--- Data extracts Enclosed Below ---

PR #23, opened 2023-02-07
WASM On Ray Support REP

wilsonwang371:
This is a pull request for adding wasm support to Ray.

### DIFF
--- a/reps/2023-02-01-wasm-on-ray.md
+++ b/reps/2023-02-01-wasm-on-ray.md
@@ -8,6 +8,14 @@ To make it easier to support new languages, we can use WebAssembly (WASM) to sup
 
 Furthermore, it is also possible that we enable transparent Ray support in WASM. As a result, many legacy applications can be easily migrated to Ray and run in a distributed manner and Ray layer can be transparent to the application. This will be a huge benefit for Ray adoption in the generic serverless computing environment.
 
+In our internal FaaS environment, we have WASM function support. These functions are compiled from different programming languages such as Javascript, Rust, Go, C/C++, etc. Compared with normal container based FaaS solutions such as Knative, WASM based functions can be loaded with a shorter period of time while still providing the same or even better secure running environments. So far, WASM functions are still far from perfect. There are few pain points for WASM functions.
+
+1. If different functions want to communicate with each other, they need use either RPC, message queue or KV store. However, these solutions are not convenient for the developers. The FaaS function developers need a simpler communication mechanism between different functions and run tasks in parallel.
+2. WASM function is executed in a single thread. Although multi-threading support is on the way, it is still not mature enough. To run tasks in a single FaaS function in parallel, running WASM with Ray API support is a good solution. Besides, running a WASM function distributedly in Ray has the FT support out of the box.
+3. Our FaaS environment has a large number of edge servers. The resources on each of the servers are limited. It is not possible to provide more resources for a single function than the resources on the server. In Ray, all the resources in the Ray cluster is treated as a single resource pool. If we can support Ray in our FaaS environment, we can run WASM functions with larger resource requirements.
+
+As a result, Having Ray support in our FaaS WASM environment will be a huge benefit for us and it is a very important feature for us.
+
 One use case of WASM on Ray is the ML inference tasks. In our enterprise environment, we need to support running ML inference tasks in Ray and make these ML inference tasks share the Ray cluster resources. Compared to the current Ray Serve ML inference solution, which needs to keep the ML inference tasks running in the Ray cluster memory, the WASM ML inference solution can reduce the resource consumption of the Ray cluster. Currently, WASM runtime such as WasmEdge already support running ML inference tasks through WASI-NN support.
 
 In this REP, we will discuss the design of WASM support in Ray. We will first discuss the general architecture of WASM support in Ray. Then we will discuss how to support Ray APIs in WASM. Finally, we will discuss an example of how to use Ray APIs in WASM.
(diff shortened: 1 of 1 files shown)


wilsonwang371:
@iycheng @scv119

juntao:
This is great! I would like to add that, while there are challenges in supporting native AI/ML frameworks in WASM, there are successful use cases and even standards to accomplish this. The [WASI-NN](https://github.com/WebAssembly/wasi-nn) standard allows WASM bytecode programs to access ML frameworks. Tensorflow, Tensorflow Lite, PyTorch, and OpenVINO are all supported. There are Rust APIs for this:

https://wasmedge.org/book/en/write_wasm/rust/wasinn.html

and JavaScript APIs:

https://wasmedge.org/book/en/write_wasm/js/tensorflow.html

Would like to collaborate and see Ray libraries supported in WASM!

reps/2023-02-01-wasm-on-ray.md
```diff
@@ -0,0 +1,253 @@
...
+
+Furthermore, it is also possible that we enable transparent Ray support in WASM. As a result, many legacy applications can be easily migrated to Ray and run in a distributed manner and Ray layer can be transparent to the application. This will be a huge benefit for Ray adoption in the generic serverless computing environment.
+
+In our internal FaaS environment, we have WASM function support. These functions are compiled from different programming languages such as Javascript, Rust, Go, C/C++, etc. Compared with normal container based FaaS solutions such as Knative, WASM based functions can be loaded with a shorter period of time while still providing the same or even better secure running environments. So far, WASM functions are still far from perfect. There are few pain points for WASM functions.
```
iycheng, line 11: This seems like a big adds to WASM if Ray can have WASM workers, in summary, seems like:

Ray adds on WASM:
- ObjectRef for communication
- Ray worker for parallelism and scale up

WASM adds on Ray:
- Lightweight x-lang support
- Lightweight isolation

iycheng: cc @scv119

iycheng:
Synced it offline and I think the motivation is much clearer. I think the MVP features needed for this use case should be briefly discussed so for the people who don't understand WASM (or Ray), they know the work in high-level.

reps/2023-02-01-wasm-on-ray.md
```diff
@@ -0,0 +1,253 @@
...
+3. Our FaaS environment has a large number of edge servers. The resources on each of the servers are limited. It is not possible to provide more resources for a single function than the resources on the server. In Ray, all the resources in the Ray cluster is treated as a single resource pool. If we can support Ray in our FaaS environment, we can run WASM functions with larger resource requirements.
+
+As a result, Having Ray support in our FaaS WASM environment will be a huge benefit for us and it is a very important feature for us.
+
+One use case of WASM on Ray is the ML inference tasks. In our enterprise environment, we need to support running ML inference tasks in Ray and make these ML inference tasks share the Ray cluster resources. Compared to the current Ray Serve ML inference solution, which needs to keep the ML inference tasks running in the Ray cluster memory, the WASM ML inference solution can reduce the resource consumption of the Ray cluster. Currently, WASM runtime such as WasmEdge already support running ML inference tasks through WASI-NN support.
```
iycheng, line 19: I think for Ray Serve ML inference, the ML also runs in the memory. Could you give more detail about the difference between going with Ray Serve and WASI-NN ?

reps/2023-02-01-wasm-on-ray.md
```diff
@@ -0,0 +1,253 @@
...
+3. Lightweight Workers. WASM is only 10% the size of Python for comparable tasks. This means that the WASM worker is much smaller than the Python worker. WASM is lightweight and fast to load. It is possible to load the WASM binary in a few milliseconds. Compared to Python, it is much faster to load the WASM binary.
+4. Architecture Agnostic. WASM provides an abstract layer on top of the hardware. It is possible to support different hardware architectures in the same WASM binary.
+5. Easy to support different versions of the same language. For example, if we want to support different versions of JavaScript, we only need to compile different versions of JavaScript to WASM and then use the WASM support in Ray to run the WASM binary.
+
+### Cons:
+1. It is not easy to support all Ray APIs in WASM. For example, there is a concept of `Actor` in Ray. `Actor` is a special type of task that can maintain state. However, WASM is a collection of functions, a stack, and a heap. It is not a simple task to map the concept of `Actor` to WASM. Therefore, we will not support `Actor` in WASM in the first version of WASM support in Ray.
```
jjyao, line 158: It's a significant con.

wilsonwang371: I think this part can help us review some of the Ray core APIs so that we can improve the Ray core interface. For the MVP, I think we cannot yet support Actor. With more brainstorming and design sessions, I think there will be a solution. I didn't see any technical challenges so far.

reps/2023-02-01-wasm-on-ray.md
wilsonwang371: wasi-nn is a low-level ML computing API. https://github.com/WebAssembly/wasi-nn/blob/main/wasi-nn.wit.md such as loading a model, setting input, computing with the model, and getting the output. In contrast, Ray Serve is a high-level Python API for the model serving. In order to do something similar in WASM, we need to port some of the Ray Serve from the Python worker to the WASM worker.

reps/2023-02-01-wasm-on-ray.md
iycheng: @jjyao there are several things here:

- Build workers
    - support functions (first step)
    - support actors (third step)
- Define middle layer apis (second step)

The difficulty comes from ray side. To be more specific, ray doesn't have good developer api to add new languages. And this is one of the goal of this project, to figure out what might be good api we should define.

jjyao: Figuring out a good middle layer for multi-language support is indeed very important (IMO, more important than supporting WASM itself), are we going to have a design for that?

iycheng: @jjyao I know what you mean. The fact here is that WASM worker support is critical to @wilsonwang371 and middle layer support is important for Ray. Given that we don't know what's needed, it's a good chance we'll learn it from this work by doing first step (support functions).

TBH, depend on the resources we have it might or might not happen. But at lease we'll understand the requirement better after finishing step 1.

wilsonwang371: totally agreed. Actually, we are also willing to contribute to the middle layer API.

reps/2023-02-01-wasm-on-ray.md
```diff
@@ -0,0 +1,270 @@
...
```
jovany-wang, line 158: @iycheng @wilsonwang371 
From your design, if we don't re-design a better lower level API for developers, it's not easy to implement WASM actor, right?
I'm concerning that it's verbose to do all these stuffs in one.
We should separate this REP to 2 proposals: a better lower level API for multi-languages workers proposal + WASM worker proposal.

The benefits are significant:
1. For the lower level API proposal, I guess there're many committers and reviewers want to review, while that the WASM worker proposal is focusing on how we port WASM on Ray, which I believe less of reviewers is available to review due to it requires more knowledge about WASM(For example, I'm lack of that).
2. Different goals should use different REPs for better track in the future.

jovany-wang (changes requested):

reps/2023-02-01-wasm-on-ray.md
wilsonwang371: I think WASM workers will not require a better lower-level API to be there in the first place. But our Bytedance team is definitely willing to work together on the lower-level API design & implementation.

wilsonwang371: Besides, the lower-level API is not a part of this REP.

jovany-wang: I see your point that this REP doesn't include the lower level API here.

I'm worrying about whether there might be a risk, like once this REP getting merged, and then it's impossible to support WASM actor.

If you guys are confident for this, let us make it clearer.

wilsonwang371: there will be ways to support actor in wasm. But we need to choose a solution that is acceptable to most people. That's why this is not a part of the MVP version

jovany-wang: OK. Please let me know once you have design or some stuffs. Looking forward the contributions.

iycheng: I think the issues here are that no one knows how to do it :(

Before starting actor support, we probably should get to the api layer first and we'll feel comfortable about this at that stage.

iycheng (approved):

zhe-thoughts:
Given the vote on ray-committers list, merging this PR. Thanks for the contribution @wilsonwang371 and @iycheng for shepherding!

--- End of Enclosed Data extracts ---

Above are the lines; repeat exactly the ones from the line containing "- support actors (third step)" down to the line containing "The difficulty comes", both inclusive.

**Output for this task:**
    - support actors (third step)
- Define middle layer apis (second step)

The difficulty comes from ray side. To be more specific, ray doesn't have good developer api to add new languages. And this is one of the goal of this project, to figure out what might be good api we should define.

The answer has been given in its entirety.